### About rendering interactive plots in this notebook

If you are viewing this notebook in github, all interactive plots in this file will not be shown, as github file view doesn't render JS embedded code, which is not needed for them to work. To view this file properly, you can open it with **nbviewer**. The link is in the README file.

---
# Interactive Plots Handout


Interactive plots are dynamic visualizations that allow users to explore and manipulate the data. They provide a range of features, the basic ones like **zooming** in the plot, **panning**, showing a **tooltip** with additional info on hover, as well as the more advanced ones, such as **linked interactions** (when several plots are linked together, so that when a user selects or interacts with one plot, the other plots are updated accordingly), **adding controls** to manipulate some parameters (sliders or dropdown menus) and update the plots real time, **navigating 3D plots** (being able to rotate them and view from each side), as well as many others. All of these features make interactive plots much more informative, as compared to the ordinary static ones.


Plenty of python libraries and packages are capable of producing interactive plots. Here is an incomplete list of the most popular ones:
*   [Plotly](https://plotly.com/python/)
*   [Bokeh](https://docs.bokeh.org/en/latest/index.html)
*   [mpld3](https://mpld3.github.io/)
*   [Altair](https://altair-viz.github.io/)
*   [pygal](https://www.pygal.org/en/stable/index.html)
*   [bqplot](https://bqplot.readthedocs.io/en/latest/usage/pyplot/)

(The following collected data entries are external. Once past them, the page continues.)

PR #595, opened 2019-03-18
Support jmx_custom_jars datadog.conf option

wolf31o2:
As remediation for DataDog support ticket #209172, I was pointed at
DataDog/dd-agent/pull/3648 to set `jmx_custom_jars` in `datadog.conf`,
which is not supported by the current template. Patch the template to
support this option.

Signed-off-by: Chris Gianelloni <wolf31o2@gmail.com>


remeh:
Hey @wolf31o2 once again thank you for your contribution! There is a big chance that it'll be shipped in next release. :)

PR #596, opened 2019-03-22
datadog_monitor doesn't automatically restart the Agent

remeh:
It must now be done explicitly while using the `datadog_monitor` resource. See the change in the README.

This PR has been first created by @someara in https://github.com/DataDog/chef-datadog/pull/323


README.md
```diff
@@ -160,7 +160,7 @@ end
 
 ### Example
 
-This example enables the ElasticSearch integration by using the `datadog_monitor` resource. It provides the instance configuration (in this case: the url to connect to ElasticSearch) and set the `use_integration_template` flag to use the default configuration template.
+This example enables the ElasticSearch integration by using the `datadog_monitor` resource. It provides the instance configuration (in this case: the url to connect to ElasticSearch) and set the `use_integration_template` flag to use the default configuration template. Also, it notifies the `service[datadog-agent]` resource in order to restart the Agent. If you use multiple times the resource `datadog_monitor` in your cookbook, it's recommended for speed purpose to restart the Agent only with the last call.
```
olivielpeau:
```suggestion
This example enables the ElasticSearch integration by using the `datadog_monitor` resource. It provides the instance configuration (in this case: the url to connect to ElasticSearch) and sets the `use_integration_template` flag to use the default configuration template. Also, it notifies the `service[datadog-agent]` resource in order to restart the Agent.
```

(note: no need to use `notifies` only once: by default `notifies` is used with the `:delayed` option, which means that Chef will queue the `notifies` until the end of the Chef run, dedupe them, and actually restart the service only once at the end of the run. Pretty neat stuff)

PR #598, opened 2019-03-25
Notice for Chef < 12.7 users.

remeh:
We will soon drop support for Chef < 12.7, adds a notice for users still using those versions.

### DIFF
--- a/README.md
+++ b/README.md
@@ -32,6 +32,9 @@ Requirements
 ============
 - chef >= 10.14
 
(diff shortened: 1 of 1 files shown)


README.md
```diff
@@ -32,6 +32,9 @@ Requirements
 ============
 - chef >= 10.14
```
olivielpeau: I think it makes sense to update this to `12.7` as well (so that `master` reflects the support of the latest release)

remeh: Absolutely (this has already been covered in #450 which is the one actually dropping the support for < 12.7)

olivielpeau: oh well, thanks, disregard then :)

PR #599, opened 2019-03-25
Drops Agent v4 compatibility code.

remeh:
Removes the last bit of compatibility code for Agent v4.


recipes/_install-linux.rb
```diff
@@ -54,47 +54,43 @@
...
   # If version specified and lower than 5.x
-  Chef::Log.warn 'Support for Agent pre 5.x will be removed in datadog cookbook version 3.0'
-  # Select correct package name based on attribute
-  dd_pkg_name = node['datadog']['install_base'] ? 'datadog-agent-base' : 'datadog-agent'
+  Chef::Log.error 'Support for Agent pre 5.x has been removed. Please use a 2.x release of the cookbook.'
+  return
+end
+
+# default behavior, remove the `base` package as it is no longer needed
+# TODO(remy): we'll probably want to remove that for release 4.0 of the cookbook
```
olivielpeau: in the general case this would be the right approach, but in the specific case of Agent 4.x I think we can entirely remove this code in the 3.0 release of the cookbook. (I think no Agent v4 is running anywhere anymore)

remeh: Good news! I'll remove that now.

PR #600, opened 2019-03-26
Add datadog_integration resource to install integrations.

remeh:
This PR adds the `datadog_integration` resource to be able to setup Agent integrations directly from a Chef recipe.

### DIFF
--- a/.kitchen.docker.yml
+++ b/.kitchen.docker.yml
@@ -11,7 +11,7 @@ platforms:
   # - name: ubuntu-12.04
   - name: centos-6.6
   - name: centos-7.7
-  - name: debian-7.7
+  - name: debian-8.11
 
 suites:
 - name: dd-agent-handler
--- a/resources/integration.rb
+++ b/resources/integration.rb
@@ -7,7 +7,6 @@
 default_action :install
 
 property :name, String, name_attribute: true
-property :cookbook, String, default: 'datadog'
 
 property :version, String, required: true
 
--- a/resources/integration.rb
+++ b/resources/integration.rb
@@ -1,0 +1,58 @@
+# Install/remove a Datadog integration
+# This resource basically wraps the datadog-agent integration command to be able
+# to install and remove integrations from a Chef recipe.
+# The datadog_resource must be used on a system where the datadog-agent has
+# already been setup.
+
+default_action :install
+
+property :name, String, name_attribute: true
+property :cookbook, String, default: 'datadog'
+
+property :version, String, required: true
+
+action :install do
+  unless node['datadog']['agent6']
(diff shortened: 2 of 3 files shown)


resources/integration.rb
```diff
@@ -0,0 +1,57 @@
...
+      level :error
+    end
+    return
+  end
+
+  log "Getting integration #{new_resource.name}" do
+    level :debug
+  end
+
+  execute 'integration install' do
```
truthbk: might require running with `elevated: true` on windows? right? I'm not sure but be sure to test out.

resources/integration.rb
```diff
@@ -0,0 +1,57 @@
...
+    end
+    return
+  end
+
+  log "Removing integration #{new_resource.name}" do
+    level :debug
+  end
+
+  execute 'integration remove' do
+    command   "\"#{agent_exe_filepath}\" integration remove #{new_resource.name}"
```
truthbk: Is this "idempotent", or will calling the `integration remove` with a bad/removed integration name return a non-zero exit code?

.kitchen.docker.yml
```diff
@@ -11,7 +11,7 @@ platforms:
   # - name: ubuntu-12.04
   - name: centos-6.6
   - name: centos-7.7
-  - name: debian-7.7
+  - name: debian-8.11
```
truthbk: why kill `debian-7.7`? Incompatibility?

remeh: It's just for now, CircleCI use the regular wheezy docker images which are not working anymore since Debian has put wheezy in archive. I'll restore wheezy tests when debian/eol images of wheezy will be available.

remeh: See https://lists.debian.org/debian-devel-announce/2019/03/msg00006.html

resources/integration.rb
remeh: Good one! The `integration remove` return a 0 exit code if the integration is not installed so it's fine :+1:

.kitchen.docker.yml
truthbk: Jessie was also removed from the mirror network, and moved into the archive. I guess we'll need to wait for the updated builders and perhaps bump all the way to _stretch_ to test this out.

resources/integration.rb
remeh: Good catch. We can't really use `elevated: true` because it would mean to ask for user credentials to execute this. I've added a note for Chef Windows users that the running chef-client must have read access to the `datadog.yaml`file.

olivielpeau:
A bit late to the party, but this looks great! 👏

In this handout, I will focus on the first two of them -- mainly on Plotly and a bit on Bokeh and show some of the interactive plots that can be made with them.



## 0. Load Data

I will use an annotated text of Leo Tolstoy's War and Piece as the source of data for visualisation. So, let's first import all necessary packages and load the data:

In [1]:
import pandas as pd
import numpy as np
import requests

In [2]:
tolstoy_df = pd.read_csv('https://raw.githubusercontent.com/dashapopova/Data-Analysis-Python-II/main/24.09/tolstoy.csv', sep='\t').fillna('')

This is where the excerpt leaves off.